▶ **TO DO**
In the entries below, find every line with the string "tested" and copy it.

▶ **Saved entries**
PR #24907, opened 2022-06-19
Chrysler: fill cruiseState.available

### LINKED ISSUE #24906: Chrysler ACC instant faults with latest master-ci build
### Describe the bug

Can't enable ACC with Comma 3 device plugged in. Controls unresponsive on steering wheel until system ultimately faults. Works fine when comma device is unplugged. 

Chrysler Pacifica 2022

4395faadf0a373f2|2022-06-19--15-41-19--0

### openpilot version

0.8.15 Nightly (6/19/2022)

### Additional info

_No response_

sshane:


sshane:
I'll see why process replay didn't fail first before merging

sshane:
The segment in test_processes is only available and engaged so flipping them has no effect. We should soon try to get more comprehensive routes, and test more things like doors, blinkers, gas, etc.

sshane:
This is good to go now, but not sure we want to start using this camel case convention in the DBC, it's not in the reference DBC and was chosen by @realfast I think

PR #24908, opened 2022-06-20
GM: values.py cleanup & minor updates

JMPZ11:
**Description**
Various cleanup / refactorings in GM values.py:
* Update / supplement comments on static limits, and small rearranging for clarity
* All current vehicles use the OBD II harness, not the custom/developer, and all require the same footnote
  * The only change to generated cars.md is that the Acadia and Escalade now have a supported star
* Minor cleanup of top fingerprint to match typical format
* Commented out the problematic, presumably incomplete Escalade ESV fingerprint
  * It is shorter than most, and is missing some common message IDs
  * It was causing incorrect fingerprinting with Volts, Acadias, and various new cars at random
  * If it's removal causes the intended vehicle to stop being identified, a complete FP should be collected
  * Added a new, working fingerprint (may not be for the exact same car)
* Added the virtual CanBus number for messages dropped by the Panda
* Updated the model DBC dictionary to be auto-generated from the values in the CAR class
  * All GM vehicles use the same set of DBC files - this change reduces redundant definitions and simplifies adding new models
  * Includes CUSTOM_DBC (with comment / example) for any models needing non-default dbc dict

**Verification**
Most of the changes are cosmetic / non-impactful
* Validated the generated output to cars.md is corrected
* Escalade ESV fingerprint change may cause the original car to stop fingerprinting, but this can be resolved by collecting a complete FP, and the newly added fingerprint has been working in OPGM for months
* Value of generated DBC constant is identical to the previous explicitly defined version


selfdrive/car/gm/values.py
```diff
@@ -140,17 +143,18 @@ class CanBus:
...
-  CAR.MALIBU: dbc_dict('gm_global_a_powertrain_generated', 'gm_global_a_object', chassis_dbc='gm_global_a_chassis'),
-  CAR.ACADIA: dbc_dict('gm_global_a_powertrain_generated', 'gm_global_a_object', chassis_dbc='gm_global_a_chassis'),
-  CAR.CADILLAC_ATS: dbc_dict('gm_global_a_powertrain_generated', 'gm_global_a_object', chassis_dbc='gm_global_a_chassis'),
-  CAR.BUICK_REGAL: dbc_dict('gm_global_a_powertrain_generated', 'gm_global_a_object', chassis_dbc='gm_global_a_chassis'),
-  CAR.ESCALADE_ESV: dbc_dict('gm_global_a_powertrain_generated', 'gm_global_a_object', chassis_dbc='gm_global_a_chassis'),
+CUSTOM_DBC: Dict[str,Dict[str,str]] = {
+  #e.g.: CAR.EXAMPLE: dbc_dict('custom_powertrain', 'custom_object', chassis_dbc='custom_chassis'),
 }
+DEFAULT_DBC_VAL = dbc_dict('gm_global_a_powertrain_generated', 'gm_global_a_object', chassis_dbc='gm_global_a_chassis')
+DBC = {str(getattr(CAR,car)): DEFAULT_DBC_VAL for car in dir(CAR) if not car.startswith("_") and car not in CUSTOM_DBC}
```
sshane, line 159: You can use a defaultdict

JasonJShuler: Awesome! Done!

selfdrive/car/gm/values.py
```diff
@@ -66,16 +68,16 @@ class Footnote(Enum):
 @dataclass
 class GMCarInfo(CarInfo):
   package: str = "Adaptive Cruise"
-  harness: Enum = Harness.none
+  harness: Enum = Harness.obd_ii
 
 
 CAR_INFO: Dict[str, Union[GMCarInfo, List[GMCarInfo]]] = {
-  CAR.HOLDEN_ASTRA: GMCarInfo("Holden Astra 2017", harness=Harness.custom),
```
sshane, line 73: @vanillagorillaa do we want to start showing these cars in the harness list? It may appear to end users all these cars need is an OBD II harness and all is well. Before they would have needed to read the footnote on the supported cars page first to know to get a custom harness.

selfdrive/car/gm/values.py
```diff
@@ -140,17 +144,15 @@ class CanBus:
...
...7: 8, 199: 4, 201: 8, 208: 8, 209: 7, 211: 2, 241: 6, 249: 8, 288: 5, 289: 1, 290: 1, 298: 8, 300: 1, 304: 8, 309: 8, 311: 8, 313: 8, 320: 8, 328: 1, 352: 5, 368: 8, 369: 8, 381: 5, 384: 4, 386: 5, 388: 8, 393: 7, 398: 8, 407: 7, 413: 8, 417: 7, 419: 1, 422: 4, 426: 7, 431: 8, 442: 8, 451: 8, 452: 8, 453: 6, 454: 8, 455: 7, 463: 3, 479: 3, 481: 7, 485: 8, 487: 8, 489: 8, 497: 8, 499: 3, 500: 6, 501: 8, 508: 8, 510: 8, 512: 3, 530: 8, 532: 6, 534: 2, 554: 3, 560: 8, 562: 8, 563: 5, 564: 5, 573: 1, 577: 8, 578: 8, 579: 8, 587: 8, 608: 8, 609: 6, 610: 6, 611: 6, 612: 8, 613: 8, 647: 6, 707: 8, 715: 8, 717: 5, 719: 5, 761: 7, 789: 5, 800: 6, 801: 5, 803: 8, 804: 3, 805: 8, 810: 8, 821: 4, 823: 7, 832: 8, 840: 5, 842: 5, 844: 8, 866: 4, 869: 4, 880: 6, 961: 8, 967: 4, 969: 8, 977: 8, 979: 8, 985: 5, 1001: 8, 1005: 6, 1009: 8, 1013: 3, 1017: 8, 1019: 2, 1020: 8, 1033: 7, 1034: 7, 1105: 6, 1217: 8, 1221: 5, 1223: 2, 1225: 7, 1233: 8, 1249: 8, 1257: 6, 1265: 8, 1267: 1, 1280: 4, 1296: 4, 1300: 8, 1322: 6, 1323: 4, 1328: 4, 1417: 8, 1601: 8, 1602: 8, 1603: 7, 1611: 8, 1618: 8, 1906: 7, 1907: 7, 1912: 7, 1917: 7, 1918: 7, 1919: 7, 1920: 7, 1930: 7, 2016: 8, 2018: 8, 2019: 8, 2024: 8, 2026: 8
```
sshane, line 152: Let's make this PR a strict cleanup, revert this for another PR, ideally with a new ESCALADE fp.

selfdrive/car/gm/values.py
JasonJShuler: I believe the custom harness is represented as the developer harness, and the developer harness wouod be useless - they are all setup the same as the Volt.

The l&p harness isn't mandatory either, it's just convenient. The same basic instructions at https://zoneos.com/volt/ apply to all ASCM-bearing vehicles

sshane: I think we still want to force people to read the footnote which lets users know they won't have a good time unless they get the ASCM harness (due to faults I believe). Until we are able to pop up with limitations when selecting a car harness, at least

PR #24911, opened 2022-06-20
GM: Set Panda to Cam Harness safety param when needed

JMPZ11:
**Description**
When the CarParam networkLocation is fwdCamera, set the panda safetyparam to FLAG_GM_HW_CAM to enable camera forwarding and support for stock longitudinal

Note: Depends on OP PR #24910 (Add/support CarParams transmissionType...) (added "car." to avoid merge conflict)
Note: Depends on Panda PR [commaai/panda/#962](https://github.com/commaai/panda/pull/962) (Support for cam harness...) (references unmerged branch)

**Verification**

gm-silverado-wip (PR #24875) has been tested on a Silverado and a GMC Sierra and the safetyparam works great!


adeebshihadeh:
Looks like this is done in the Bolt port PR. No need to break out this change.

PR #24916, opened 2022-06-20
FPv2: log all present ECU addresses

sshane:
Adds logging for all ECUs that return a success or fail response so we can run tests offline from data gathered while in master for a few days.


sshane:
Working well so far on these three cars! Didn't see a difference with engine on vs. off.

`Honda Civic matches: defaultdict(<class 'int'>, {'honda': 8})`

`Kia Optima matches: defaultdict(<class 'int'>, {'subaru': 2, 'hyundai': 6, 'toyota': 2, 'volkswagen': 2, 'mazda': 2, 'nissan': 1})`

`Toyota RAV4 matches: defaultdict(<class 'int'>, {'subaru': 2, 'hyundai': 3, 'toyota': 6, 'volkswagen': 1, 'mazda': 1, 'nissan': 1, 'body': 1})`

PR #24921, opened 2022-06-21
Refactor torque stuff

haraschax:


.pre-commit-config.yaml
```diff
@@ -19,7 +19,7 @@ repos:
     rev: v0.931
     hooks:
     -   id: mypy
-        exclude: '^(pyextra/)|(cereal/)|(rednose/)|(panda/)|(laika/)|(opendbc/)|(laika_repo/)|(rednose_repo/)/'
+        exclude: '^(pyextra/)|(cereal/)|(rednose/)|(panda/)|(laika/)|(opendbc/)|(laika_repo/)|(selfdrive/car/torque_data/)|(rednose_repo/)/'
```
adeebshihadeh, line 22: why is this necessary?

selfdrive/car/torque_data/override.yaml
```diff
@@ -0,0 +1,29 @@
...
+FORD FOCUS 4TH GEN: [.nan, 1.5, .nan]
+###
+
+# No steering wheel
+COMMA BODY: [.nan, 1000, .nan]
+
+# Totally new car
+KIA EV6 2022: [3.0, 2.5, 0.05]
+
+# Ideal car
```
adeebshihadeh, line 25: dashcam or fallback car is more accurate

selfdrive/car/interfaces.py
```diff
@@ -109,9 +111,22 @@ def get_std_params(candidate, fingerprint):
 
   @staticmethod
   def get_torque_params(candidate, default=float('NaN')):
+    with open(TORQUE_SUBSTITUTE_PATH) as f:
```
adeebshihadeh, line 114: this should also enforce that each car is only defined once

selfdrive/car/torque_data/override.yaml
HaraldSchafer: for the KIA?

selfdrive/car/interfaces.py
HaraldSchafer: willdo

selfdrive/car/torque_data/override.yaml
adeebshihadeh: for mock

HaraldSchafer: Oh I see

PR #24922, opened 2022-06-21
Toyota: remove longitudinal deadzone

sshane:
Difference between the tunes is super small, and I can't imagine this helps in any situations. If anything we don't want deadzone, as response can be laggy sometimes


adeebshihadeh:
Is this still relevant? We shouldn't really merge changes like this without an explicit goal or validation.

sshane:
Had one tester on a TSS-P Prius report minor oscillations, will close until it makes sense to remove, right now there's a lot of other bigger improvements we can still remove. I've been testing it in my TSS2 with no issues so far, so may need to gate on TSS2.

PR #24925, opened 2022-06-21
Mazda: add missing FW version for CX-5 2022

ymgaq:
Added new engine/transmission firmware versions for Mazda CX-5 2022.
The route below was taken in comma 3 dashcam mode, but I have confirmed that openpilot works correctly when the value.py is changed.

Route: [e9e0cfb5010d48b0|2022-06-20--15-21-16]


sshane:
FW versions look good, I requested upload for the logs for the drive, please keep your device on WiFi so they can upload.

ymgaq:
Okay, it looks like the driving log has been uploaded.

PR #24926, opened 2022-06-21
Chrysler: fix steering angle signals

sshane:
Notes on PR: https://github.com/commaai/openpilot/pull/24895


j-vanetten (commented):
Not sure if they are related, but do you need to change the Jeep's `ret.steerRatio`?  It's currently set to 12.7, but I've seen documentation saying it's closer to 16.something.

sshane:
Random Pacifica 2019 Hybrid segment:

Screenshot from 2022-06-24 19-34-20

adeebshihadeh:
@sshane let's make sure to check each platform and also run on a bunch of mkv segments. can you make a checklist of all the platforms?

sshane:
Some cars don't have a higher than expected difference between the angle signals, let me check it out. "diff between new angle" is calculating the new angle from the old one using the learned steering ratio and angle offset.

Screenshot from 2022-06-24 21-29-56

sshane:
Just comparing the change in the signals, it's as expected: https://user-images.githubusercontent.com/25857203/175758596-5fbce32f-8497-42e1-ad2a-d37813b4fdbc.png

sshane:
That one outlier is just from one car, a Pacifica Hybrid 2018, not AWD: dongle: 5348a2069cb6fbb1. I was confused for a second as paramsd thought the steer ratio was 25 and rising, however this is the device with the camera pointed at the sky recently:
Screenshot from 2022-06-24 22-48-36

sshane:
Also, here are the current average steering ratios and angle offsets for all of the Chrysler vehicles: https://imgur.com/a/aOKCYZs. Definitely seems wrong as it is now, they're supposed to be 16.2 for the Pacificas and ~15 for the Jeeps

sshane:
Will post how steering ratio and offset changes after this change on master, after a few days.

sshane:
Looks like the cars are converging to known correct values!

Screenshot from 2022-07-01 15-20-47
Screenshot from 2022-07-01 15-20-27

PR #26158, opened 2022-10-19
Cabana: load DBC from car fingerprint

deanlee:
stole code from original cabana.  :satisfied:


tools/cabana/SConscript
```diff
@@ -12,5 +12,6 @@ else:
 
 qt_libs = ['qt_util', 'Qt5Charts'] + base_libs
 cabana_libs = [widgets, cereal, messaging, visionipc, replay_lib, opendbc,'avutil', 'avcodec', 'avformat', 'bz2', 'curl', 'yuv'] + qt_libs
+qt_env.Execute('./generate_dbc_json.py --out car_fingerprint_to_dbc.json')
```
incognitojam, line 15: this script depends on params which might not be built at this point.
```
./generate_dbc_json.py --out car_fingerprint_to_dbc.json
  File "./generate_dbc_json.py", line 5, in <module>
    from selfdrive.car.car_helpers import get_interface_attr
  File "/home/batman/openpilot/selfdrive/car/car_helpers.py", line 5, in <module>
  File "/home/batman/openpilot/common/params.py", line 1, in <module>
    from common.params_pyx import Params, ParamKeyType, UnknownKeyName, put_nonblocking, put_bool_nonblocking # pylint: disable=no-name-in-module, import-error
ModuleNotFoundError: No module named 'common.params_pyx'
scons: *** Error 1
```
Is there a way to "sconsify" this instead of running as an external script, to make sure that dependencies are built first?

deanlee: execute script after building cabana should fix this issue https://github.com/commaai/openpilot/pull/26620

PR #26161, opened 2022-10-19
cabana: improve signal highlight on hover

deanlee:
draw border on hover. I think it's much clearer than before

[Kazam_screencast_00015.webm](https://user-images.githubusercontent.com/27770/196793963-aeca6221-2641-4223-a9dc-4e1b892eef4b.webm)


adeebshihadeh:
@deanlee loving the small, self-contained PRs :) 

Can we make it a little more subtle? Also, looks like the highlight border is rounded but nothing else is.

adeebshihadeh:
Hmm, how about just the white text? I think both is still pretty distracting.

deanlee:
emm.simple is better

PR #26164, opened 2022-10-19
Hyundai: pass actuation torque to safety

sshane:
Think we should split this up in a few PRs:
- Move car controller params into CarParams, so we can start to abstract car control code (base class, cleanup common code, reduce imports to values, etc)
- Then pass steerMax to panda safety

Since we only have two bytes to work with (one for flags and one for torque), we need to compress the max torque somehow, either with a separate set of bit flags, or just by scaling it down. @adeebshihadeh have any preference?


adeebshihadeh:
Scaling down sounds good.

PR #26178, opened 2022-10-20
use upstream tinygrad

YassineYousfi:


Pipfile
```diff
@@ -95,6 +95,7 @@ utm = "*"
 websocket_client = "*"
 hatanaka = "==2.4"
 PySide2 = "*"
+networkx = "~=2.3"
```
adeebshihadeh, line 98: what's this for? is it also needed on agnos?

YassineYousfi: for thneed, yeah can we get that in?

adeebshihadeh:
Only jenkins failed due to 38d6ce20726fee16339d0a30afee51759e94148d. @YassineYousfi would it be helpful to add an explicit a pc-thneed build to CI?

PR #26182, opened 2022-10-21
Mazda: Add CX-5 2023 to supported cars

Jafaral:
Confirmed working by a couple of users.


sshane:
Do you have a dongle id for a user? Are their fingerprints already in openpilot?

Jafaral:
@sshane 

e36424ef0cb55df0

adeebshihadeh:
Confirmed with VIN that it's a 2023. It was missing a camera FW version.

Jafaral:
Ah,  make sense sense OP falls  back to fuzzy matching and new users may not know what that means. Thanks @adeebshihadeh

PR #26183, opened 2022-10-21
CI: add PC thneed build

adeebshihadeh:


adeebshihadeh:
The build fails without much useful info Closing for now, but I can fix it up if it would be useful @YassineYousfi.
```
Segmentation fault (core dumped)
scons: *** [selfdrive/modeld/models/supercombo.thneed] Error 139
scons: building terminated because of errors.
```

* * *

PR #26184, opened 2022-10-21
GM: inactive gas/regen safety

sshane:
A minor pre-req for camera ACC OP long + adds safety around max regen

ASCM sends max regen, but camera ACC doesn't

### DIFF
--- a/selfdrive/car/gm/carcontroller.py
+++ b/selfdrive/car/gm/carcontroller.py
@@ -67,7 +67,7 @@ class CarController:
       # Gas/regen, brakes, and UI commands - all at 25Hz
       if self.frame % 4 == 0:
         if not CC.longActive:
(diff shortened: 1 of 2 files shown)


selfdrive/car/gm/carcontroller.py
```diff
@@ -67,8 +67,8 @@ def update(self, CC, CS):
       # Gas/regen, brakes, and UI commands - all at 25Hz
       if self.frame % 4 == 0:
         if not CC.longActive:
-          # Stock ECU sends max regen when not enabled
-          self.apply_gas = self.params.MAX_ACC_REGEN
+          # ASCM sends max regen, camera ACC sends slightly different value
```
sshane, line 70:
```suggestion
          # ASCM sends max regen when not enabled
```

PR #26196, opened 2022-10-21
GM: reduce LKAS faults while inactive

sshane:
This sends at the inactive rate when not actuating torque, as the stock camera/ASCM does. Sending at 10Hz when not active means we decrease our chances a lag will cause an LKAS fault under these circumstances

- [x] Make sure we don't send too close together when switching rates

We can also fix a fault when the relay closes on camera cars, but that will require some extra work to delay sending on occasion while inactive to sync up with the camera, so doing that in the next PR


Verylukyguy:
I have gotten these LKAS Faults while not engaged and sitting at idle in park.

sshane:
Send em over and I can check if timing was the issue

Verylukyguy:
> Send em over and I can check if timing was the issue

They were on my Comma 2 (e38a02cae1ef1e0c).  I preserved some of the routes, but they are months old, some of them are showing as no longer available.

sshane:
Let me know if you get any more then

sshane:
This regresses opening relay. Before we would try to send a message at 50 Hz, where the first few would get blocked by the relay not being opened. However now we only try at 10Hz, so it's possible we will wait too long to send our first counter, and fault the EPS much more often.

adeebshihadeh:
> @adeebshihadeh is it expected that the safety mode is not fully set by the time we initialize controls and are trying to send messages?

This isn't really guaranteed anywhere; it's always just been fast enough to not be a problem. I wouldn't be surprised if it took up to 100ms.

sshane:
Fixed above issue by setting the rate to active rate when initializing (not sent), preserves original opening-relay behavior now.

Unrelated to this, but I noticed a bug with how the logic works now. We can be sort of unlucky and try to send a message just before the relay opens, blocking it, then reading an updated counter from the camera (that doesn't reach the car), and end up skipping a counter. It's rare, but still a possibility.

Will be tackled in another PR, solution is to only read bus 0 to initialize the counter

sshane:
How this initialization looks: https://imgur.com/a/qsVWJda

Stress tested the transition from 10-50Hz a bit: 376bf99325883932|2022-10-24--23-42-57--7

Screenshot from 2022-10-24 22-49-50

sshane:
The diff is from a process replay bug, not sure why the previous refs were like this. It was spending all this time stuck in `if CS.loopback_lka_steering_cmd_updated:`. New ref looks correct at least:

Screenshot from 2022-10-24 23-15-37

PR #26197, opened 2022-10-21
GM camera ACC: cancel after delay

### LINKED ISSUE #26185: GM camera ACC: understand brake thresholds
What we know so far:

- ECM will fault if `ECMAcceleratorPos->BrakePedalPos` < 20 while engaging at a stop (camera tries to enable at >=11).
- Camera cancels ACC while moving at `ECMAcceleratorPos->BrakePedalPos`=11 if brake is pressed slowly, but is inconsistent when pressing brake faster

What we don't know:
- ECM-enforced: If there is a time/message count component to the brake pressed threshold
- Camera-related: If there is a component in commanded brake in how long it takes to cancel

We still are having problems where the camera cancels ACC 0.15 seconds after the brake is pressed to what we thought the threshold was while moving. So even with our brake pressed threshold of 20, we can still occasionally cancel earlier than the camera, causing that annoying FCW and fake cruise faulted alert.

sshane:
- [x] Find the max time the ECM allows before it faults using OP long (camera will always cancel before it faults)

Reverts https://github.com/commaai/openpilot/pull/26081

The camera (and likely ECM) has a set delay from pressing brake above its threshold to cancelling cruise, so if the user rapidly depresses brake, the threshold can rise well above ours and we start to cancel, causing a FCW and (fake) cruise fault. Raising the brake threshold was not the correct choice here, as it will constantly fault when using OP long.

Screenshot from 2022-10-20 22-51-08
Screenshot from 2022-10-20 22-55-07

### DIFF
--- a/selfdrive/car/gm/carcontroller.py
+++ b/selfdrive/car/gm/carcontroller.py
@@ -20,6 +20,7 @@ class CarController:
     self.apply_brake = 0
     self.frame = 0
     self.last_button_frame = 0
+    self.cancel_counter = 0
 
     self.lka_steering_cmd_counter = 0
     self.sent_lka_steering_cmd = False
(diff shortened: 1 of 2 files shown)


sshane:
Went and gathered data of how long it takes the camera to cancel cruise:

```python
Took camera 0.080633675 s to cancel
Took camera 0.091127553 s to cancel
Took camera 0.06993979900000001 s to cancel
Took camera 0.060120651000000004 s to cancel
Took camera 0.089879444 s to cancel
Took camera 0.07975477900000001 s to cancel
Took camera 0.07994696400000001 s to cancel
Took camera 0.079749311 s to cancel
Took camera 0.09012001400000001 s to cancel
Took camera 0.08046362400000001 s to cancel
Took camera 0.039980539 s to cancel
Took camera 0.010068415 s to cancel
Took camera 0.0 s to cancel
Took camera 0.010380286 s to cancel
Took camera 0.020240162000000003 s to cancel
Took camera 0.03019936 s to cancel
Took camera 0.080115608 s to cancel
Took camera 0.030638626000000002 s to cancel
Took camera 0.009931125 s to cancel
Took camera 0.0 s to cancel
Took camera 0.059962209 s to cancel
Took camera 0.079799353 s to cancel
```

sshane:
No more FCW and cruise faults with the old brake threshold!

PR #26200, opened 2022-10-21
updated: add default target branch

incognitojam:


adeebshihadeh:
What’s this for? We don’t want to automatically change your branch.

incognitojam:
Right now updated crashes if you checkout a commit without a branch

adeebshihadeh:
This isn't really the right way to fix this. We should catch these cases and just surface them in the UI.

---

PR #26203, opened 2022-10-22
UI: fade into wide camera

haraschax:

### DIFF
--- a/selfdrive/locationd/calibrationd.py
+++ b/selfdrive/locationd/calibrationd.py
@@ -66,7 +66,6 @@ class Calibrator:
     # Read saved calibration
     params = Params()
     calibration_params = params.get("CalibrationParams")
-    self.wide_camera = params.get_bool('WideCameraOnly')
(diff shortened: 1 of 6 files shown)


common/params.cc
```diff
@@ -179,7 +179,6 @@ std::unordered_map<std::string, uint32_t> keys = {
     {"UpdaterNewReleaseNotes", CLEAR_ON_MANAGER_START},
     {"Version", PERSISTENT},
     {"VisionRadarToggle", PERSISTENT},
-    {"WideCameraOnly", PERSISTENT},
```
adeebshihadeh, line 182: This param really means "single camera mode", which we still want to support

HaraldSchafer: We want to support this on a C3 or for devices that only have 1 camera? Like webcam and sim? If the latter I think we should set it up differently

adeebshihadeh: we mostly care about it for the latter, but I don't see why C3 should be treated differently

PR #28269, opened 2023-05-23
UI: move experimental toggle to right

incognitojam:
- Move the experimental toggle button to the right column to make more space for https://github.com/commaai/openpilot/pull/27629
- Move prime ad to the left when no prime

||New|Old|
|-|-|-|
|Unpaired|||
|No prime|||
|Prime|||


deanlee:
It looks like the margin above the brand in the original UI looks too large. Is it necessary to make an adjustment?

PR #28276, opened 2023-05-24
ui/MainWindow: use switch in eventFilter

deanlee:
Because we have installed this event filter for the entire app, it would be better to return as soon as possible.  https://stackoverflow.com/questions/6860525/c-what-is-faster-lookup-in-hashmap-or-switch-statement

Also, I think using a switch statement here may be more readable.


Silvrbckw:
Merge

▶ **WRITTEN RESPONSE**
gm-silverado-wip (PR #24875) has been tested on a Silverado and a GMC Sierra and the safetyparam works great!
Stress tested the transition from 10-50Hz a bit: 376bf99325883932|2022-10-24--23-42-57--7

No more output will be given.